Write out all of the entries exactly, please.

>>

PR #653, opened 2022-09-12
Fixed invoice time entries hourly value along with invoice pdf

prasanthchaduvula:
## Notion card
https://www.notion.so/The-qty-in-Invoice-PDF-generated-is-rounded-off-because-of-which-the-invoice-amount-in-miru-and-PDF--d4915e1c12ff4b4b9cac547526f24e06

## Summary

Fixed total hours value in clients page, projects page and team members' total hours and total cost for that particular project. Fixed pdf attachment when client receives the invoice in the mail, hours by the team members getting rounded and because of that, mail view and attached pdf are not matching and the total value is wrong. Fixed this bug.

## Preview

Video: https://www.loom.com/share/c986903b9cf74f179075f28392fd7a73
Video continuation: https://www.loom.com/share/94e125e7387d4de081beb637ee59d540

## Type of change

### Checklist:

### DIFF
--- a/app/javascript/src/components/Clients/Details/index.tsx
+++ b/app/javascript/src/components/Clients/Details/index.tsx
@@ -14,6 +14,7 @@ import AddEditProject from "components/Projects/Modals/AddEditProject";
 import DeleteProject from "components/Projects/Modals/DeleteProject";
 import { cashFormatter } from "helpers/cashFormater";
 import { currencySymbol } from "helpers/currencySymbol";
+import { minutesToHHMM } from "helpers/hhmm-parser";
 import { sendGAPageView } from "utils/googleAnalytics";
 
 import Header from "./Header";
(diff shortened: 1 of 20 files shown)


prasanthchaduvula:
@keshavbiswa As of now I fixed the bugs but we have to create one more issue as the complete hours and price calculation is having duplication of logic. They are getting handled both on the frontend & backend as well. It's not a good idea to have logic for the same feature return on both sides. The current bug also appeared because of that. on the frontend price calculation happens as javascript won't round the value by default but on the backend, ruby rounds the value by default. There are so many components where the logic is repeated in different ways. So it's better to handle these bugs in a different issue. Also, one more thing if you observe the file changes instead of using the existing minutes to hours&minutes helper, developers wrote their own logic and because of that there are many bugs we can see as the minutes to hours&minutes calculation itself is wrong. I made those changes where ever I have seen. It's better to extract components so that others can use them. There are so many places where used badges but it's every time we write that logic in different ways instead of extracting it to component and reusing it which will save so much time for folks and in the day end it helps in sustainable web development

supriya3105:
@prasanthchaduvula Please update the branch.

apoorv1316:
@supriya3105 We are getting the qty now in PDFs. But the qty is more than 60 minutes for entry 5 here also. Because @prasanthchaduvula has fixed the same issue already on the projects page and client page in this PR so it won't be much of an effort to fix it on invoices edit, edit line item, and show invoice page. I can get on a call with him and we can fix this error on all the pages. It would be done by today only
Screenshot 2022-09-13 at 12 55 18 PM

supriya3105:
@apoorv1316 Go ahead and discuss with @prasanthchaduvula . 9.83 should be 10 hours and 23 minutes correct ?

apoorv1316:
> @apoorv1316 Go ahead and discuss with @prasanthchaduvula . 9.83 should be 10 hours and 23 minutes correct ?

Yes, will get it fixed.

prasanthchaduvula:
@supriya3105 @apoorv1316 I resolved all the bugs related to pdf generator, time duration and rate calculation across client, projects and invoices components. This PR only focuses on the above-mentioned things. We can resolve the remaining bugs by creating new issues.

Tomorrow I will extract the total rate calculation to a helper function so that on the frontend we can reuse it instead of rewriting & refactoring each time. In this PR I didn’t because this PR intention is different. 

There are two issues still remaining and Please create below two issues
-> On the invoice generation, manual entries won't work if we are giving quantity in the format of `08:37`. The same thing is also on the present invoice editing page.
-> On invoice generation, while showing the modal for new entries adding please remove search, and also on the edit page to add new time entries update the hour to rate value. Both models are not consistent.

apoorv1316 (approved):
@prasanthchaduvula It looks good now 🚀. Will open separate issues for other related fixes. cc @supriya3105

keshavbiswa (approved):

PR #659, opened 2022-09-14
Fixed manual time entries, editing entries on invoice generation and editing pages

prasanthchaduvula:
## Notion card
https://www.notion.so/6afc9500b2cc42af86be55f37894fb09?v=185bd45b9dc24dfcad9c57c07d32a7c0&p=984c5819652745fc9d8e47771ac184e7&pm=s

## Summary

This PR resolves the bugs in time entries on invoice generation and editing pages. Earlier when user want to add manual entries it was not supporting the time in HH:MM and rate due to that line item total is always wrong or NaN. If user want to edit the entries added on the invoice generation page also the same above mentioned things goes wrong because of that there is no match between line item total, subtotal and amount due.
On the invoice edit page also same bugs are consistent. 

- Now on the invoice generation page with this PR, user can add manual time entries with the HH:MM format as quantity and rate and line total will auto calculated accordingly.
- Now on the invoice generation page with this PR, user can edit the added time entries from new time entries modal. Now the quantity supports HH:MM format as quantity and rate and line total will auto calculated accordingly.

This PR fixes all the bugs related to invoice time entries on both invoice generation & edit page. 
Please watch below videos shared in the preview.

## Preview

https://www.loom.com/share/7901a08e88894bb8913088b3f1339bec

https://www.loom.com/share/62568522c3ca49dca1507e65656ba0b9

## Type of change

### Checklist:

### DIFF
--- a/app/javascript/src/components/Invoices/Generate/ManualEntry.tsx
+++ b/app/javascript/src/components/Invoices/Generate/ManualEntry.tsx
@@ -2,19 +2,21 @@ import React, { useState, useEffect, useRef } from "react";
 
 import { Trash } from "phosphor-react";
 
+import { minutesFromHHMM, minutesToHHMM } from "helpers/hhmm-parser";
+
 const ManualEntry = ({
   entry,
   manualEntryArr,
   setManualEntryArr
 }) => {
-
-  const [name, setName] = useState<string>("");
-  const [date, setDate] = useState<string>("");
-  const [description, setDescription] = useState<string>("");
-  const [rate, setRate] = useState<any>("");
-  const [quantity, setQuantity] = useState<any>("");
-  const [lineTotal, setLineTotal] = useState<any>(entry.lineTotal ? entry.lineTotal : 0);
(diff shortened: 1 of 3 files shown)


apoorv1316:
@prasanthchaduvula Can we also implement the same logic here also to convert this 12:87 to 13:27? Also, can we handle validations too?
Screenshot 2022-09-16 at 11 24 08 AM
Screenshot 2022-09-16 at 11 25 29 AM

prasanthchaduvula:
@apoorv1316  I went through the above comment and quantity on the edit entry is the input box and it’s the user typing it, it’s a live one. If you observe carefully the line total is correct but the quantity input box we are showing what the user enter until he saves it. We can’t instantly change the user input as our UI don’t have any save for individual entry while editing. We are directly using the save button for the complete invoice to update things at one shot. So we can’t change the user quantity input while he is typing and we don’t know whether his typing on the quantity is done or not, until he click on the save button the edit invoice .

apoorv1316 (approved):

swaathi (approved):

PR #246, opened 2018-01-29
test: add test for dbus substate subscriptions

dtnaylor:
Add a test for the fix in
https://github.com/coreos/go-systemd/commit/e1db11dbbff25725abb85feff85529b76787d038


dtnaylor:
@lucab

lucab:
Thanks for the quick followup, merging.

PR #247, opened 2018-01-30
dbus: add SystemState method for getting system state

arnested:
Equivalent to `systemctl is-system-running`.


lucab:
Thanks for the PR! Code looks good, would you mind adding a test to cover this? Just something basic to check that we don't error or panic, and that the resulting property is the string representation for one of the sane states.

arnested:
Cool. I'll add some testing later today or tomorrow!

Thank you.

arnested:
@lucab, please have a look now. I have added a test case.

lucab:
Thanks, LGTM.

<<

→ **Output of the exercise**
PR #653, opened 2022-09-12
Fixed invoice time entries hourly value along with invoice pdf

prasanthchaduvula:
## Notion card
https://www.notion.so/The-qty-in-Invoice-PDF-generated-is-rounded-off-because-of-which-the-invoice-amount-in-miru-and-PDF--d4915e1c12ff4b4b9cac547526f24e06

## Summary

Fixed total hours value in clients page, projects page and team members' total hours and total cost for that particular project. Fixed pdf attachment when client receives the invoice in the mail, hours by the team members getting rounded and because of that, mail view and attached pdf are not matching and the total value is wrong. Fixed this bug.

## Preview

Video: https://www.loom.com/share/c986903b9cf74f179075f28392fd7a73
Video continuation: https://www.loom.com/share/94e125e7387d4de081beb637ee59d540

## Type of change

### Checklist:

### DIFF
--- a/app/javascript/src/components/Clients/Details/index.tsx
+++ b/app/javascript/src/components/Clients/Details/index.tsx
@@ -14,6 +14,7 @@ import AddEditProject from "components/Projects/Modals/AddEditProject";
 import DeleteProject from "components/Projects/Modals/DeleteProject";
 import { cashFormatter } from "helpers/cashFormater";
 import { currencySymbol } from "helpers/currencySymbol";
+import { minutesToHHMM } from "helpers/hhmm-parser";
 import { sendGAPageView } from "utils/googleAnalytics";
 
 import Header from "./Header";
(diff shortened: 1 of 20 files shown)


prasanthchaduvula:
@keshavbiswa As of now I fixed the bugs but we have to create one more issue as the complete hours and price calculation is having duplication of logic. They are getting handled both on the frontend & backend as well. It's not a good idea to have logic for the same feature return on both sides. The current bug also appeared because of that. on the frontend price calculation happens as javascript won't round the value by default but on the backend, ruby rounds the value by default. There are so many components where the logic is repeated in different ways. So it's better to handle these bugs in a different issue. Also, one more thing if you observe the file changes instead of using the existing minutes to hours&minutes helper, developers wrote their own logic and because of that there are many bugs we can see as the minutes to hours&minutes calculation itself is wrong. I made those changes where ever I have seen. It's better to extract components so that others can use them. There are so many places where used badges but it's every time we write that logic in different ways instead of extracting it to component and reusing it which will save so much time for folks and in the day end it helps in sustainable web development

supriya3105:
@prasanthchaduvula Please update the branch.

apoorv1316:
@supriya3105 We are getting the qty now in PDFs. But the qty is more than 60 minutes for entry 5 here also. Because @prasanthchaduvula has fixed the same issue already on the projects page and client page in this PR so it won't be much of an effort to fix it on invoices edit, edit line item, and show invoice page. I can get on a call with him and we can fix this error on all the pages. It would be done by today only
Screenshot 2022-09-13 at 12 55 18 PM

supriya3105:
@apoorv1316 Go ahead and discuss with @prasanthchaduvula . 9.83 should be 10 hours and 23 minutes correct ?

apoorv1316:
> @apoorv1316 Go ahead and discuss with @prasanthchaduvula . 9.83 should be 10 hours and 23 minutes correct ?

Yes, will get it fixed.

prasanthchaduvula:
@supriya3105 @apoorv1316 I resolved all the bugs related to pdf generator, time duration and rate calculation across client, projects and invoices components. This PR only focuses on the above-mentioned things. We can resolve the remaining bugs by creating new issues.

Tomorrow I will extract the total rate calculation to a helper function so that on the frontend we can reuse it instead of rewriting & refactoring each time. In this PR I didn’t because this PR intention is different. 

There are two issues still remaining and Please create below two issues
-> On the invoice generation, manual entries won't work if we are giving quantity in the format of `08:37`. The same thing is also on the present invoice editing page.
-> On invoice generation, while showing the modal for new entries adding please remove search, and also on the edit page to add new time entries update the hour to rate value. Both models are not consistent.

apoorv1316 (approved):
@prasanthchaduvula It looks good now 🚀. Will open separate issues for other related fixes. cc @supriya3105

keshavbiswa (approved):

PR #659, opened 2022-09-14
Fixed manual time entries, editing entries on invoice generation and editing pages

prasanthchaduvula:
## Notion card
https://www.notion.so/6afc9500b2cc42af86be55f37894fb09?v=185bd45b9dc24dfcad9c57c07d32a7c0&p=984c5819652745fc9d8e47771ac184e7&pm=s

## Summary

This PR resolves the bugs in time entries on invoice generation and editing pages. Earlier when user want to add manual entries it was not supporting the time in HH:MM and rate due to that line item total is always wrong or NaN. If user want to edit the entries added on the invoice generation page also the same above mentioned things goes wrong because of that there is no match between line item total, subtotal and amount due.
On the invoice edit page also same bugs are consistent. 

- Now on the invoice generation page with this PR, user can add manual time entries with the HH:MM format as quantity and rate and line total will auto calculated accordingly.
- Now on the invoice generation page with this PR, user can edit the added time entries from new time entries modal. Now the quantity supports HH:MM format as quantity and rate and line total will auto calculated accordingly.

This PR fixes all the bugs related to invoice time entries on both invoice generation & edit page. 
Please watch below videos shared in the preview.

## Preview

https://www.loom.com/share/7901a08e88894bb8913088b3f1339bec

https://www.loom.com/share/62568522c3ca49dca1507e65656ba0b9

## Type of change

### Checklist:

### DIFF
--- a/app/javascript/src/components/Invoices/Generate/ManualEntry.tsx
+++ b/app/javascript/src/components/Invoices/Generate/ManualEntry.tsx
@@ -2,19 +2,21 @@ import React, { useState, useEffect, useRef } from "react";
 
 import { Trash } from "phosphor-react";
 
+import { minutesFromHHMM, minutesToHHMM } from "helpers/hhmm-parser";
+
 const ManualEntry = ({
   entry,
   manualEntryArr,
   setManualEntryArr
 }) => {
-
-  const [name, setName] = useState<string>("");
-  const [date, setDate] = useState<string>("");
-  const [description, setDescription] = useState<string>("");
-  const [rate, setRate] = useState<any>("");
-  const [quantity, setQuantity] = useState<any>("");
-  const [lineTotal, setLineTotal] = useState<any>(entry.lineTotal ? entry.lineTotal : 0);
(diff shortened: 1 of 3 files shown)


apoorv1316:
@prasanthchaduvula Can we also implement the same logic here also to convert this 12:87 to 13:27? Also, can we handle validations too?
Screenshot 2022-09-16 at 11 24 08 AM
Screenshot 2022-09-16 at 11 25 29 AM

prasanthchaduvula:
@apoorv1316  I went through the above comment and quantity on the edit entry is the input box and it’s the user typing it, it’s a live one. If you observe carefully the line total is correct but the quantity input box we are showing what the user enter until he saves it. We can’t instantly change the user input as our UI don’t have any save for individual entry while editing. We are directly using the save button for the complete invoice to update things at one shot. So we can’t change the user quantity input while he is typing and we don’t know whether his typing on the quantity is done or not, until he click on the save button the edit invoice .

apoorv1316 (approved):

swaathi (approved):

PR #246, opened 2018-01-29
test: add test for dbus substate subscriptions

dtnaylor:
Add a test for the fix in
https://github.com/coreos/go-systemd/commit/e1db11dbbff25725abb85feff85529b76787d038


dtnaylor:
@lucab

lucab:
Thanks for the quick followup, merging.

PR #247, opened 2018-01-30
dbus: add SystemState method for getting system state

arnested:
Equivalent to `systemctl is-system-running`.


lucab:
Thanks for the PR! Code looks good, would you mind adding a test to cover this? Just something basic to check that we don't error or panic, and that the resulting property is the string representation for one of the sane states.

arnested:
Cool. I'll add some testing later today or tomorrow!

Thank you.

arnested:
@lucab, please have a look now. I have added a test case.

lucab:
Thanks, LGTM.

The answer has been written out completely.